[Opening Data excerpts section]
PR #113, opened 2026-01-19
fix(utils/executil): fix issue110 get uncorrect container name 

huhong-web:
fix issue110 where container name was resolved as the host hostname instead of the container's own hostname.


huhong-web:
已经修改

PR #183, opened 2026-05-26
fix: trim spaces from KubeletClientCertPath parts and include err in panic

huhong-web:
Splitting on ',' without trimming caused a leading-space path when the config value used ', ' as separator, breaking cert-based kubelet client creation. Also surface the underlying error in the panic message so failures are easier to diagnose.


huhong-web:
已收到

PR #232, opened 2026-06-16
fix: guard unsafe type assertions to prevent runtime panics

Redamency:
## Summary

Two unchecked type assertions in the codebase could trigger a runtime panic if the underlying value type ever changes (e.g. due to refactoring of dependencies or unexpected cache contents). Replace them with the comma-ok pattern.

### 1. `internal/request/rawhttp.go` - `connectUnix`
[Closing Data excerpts section]
The problem
If a line in the material contains "underlying", show it.

Result for this task
Splitting on ',' without trimming caused a leading-space path when the config value used ', ' as separator, breaking cert-based kubelet client creation. Also surface the underlying error in the panic message so failures are easier to diagnose.
Two unchecked type assertions in the codebase could trigger a runtime panic if the underlying value type ever changes (e.g. due to refactoring of dependencies or unexpected cache contents). Replace them with the comma-ok pattern.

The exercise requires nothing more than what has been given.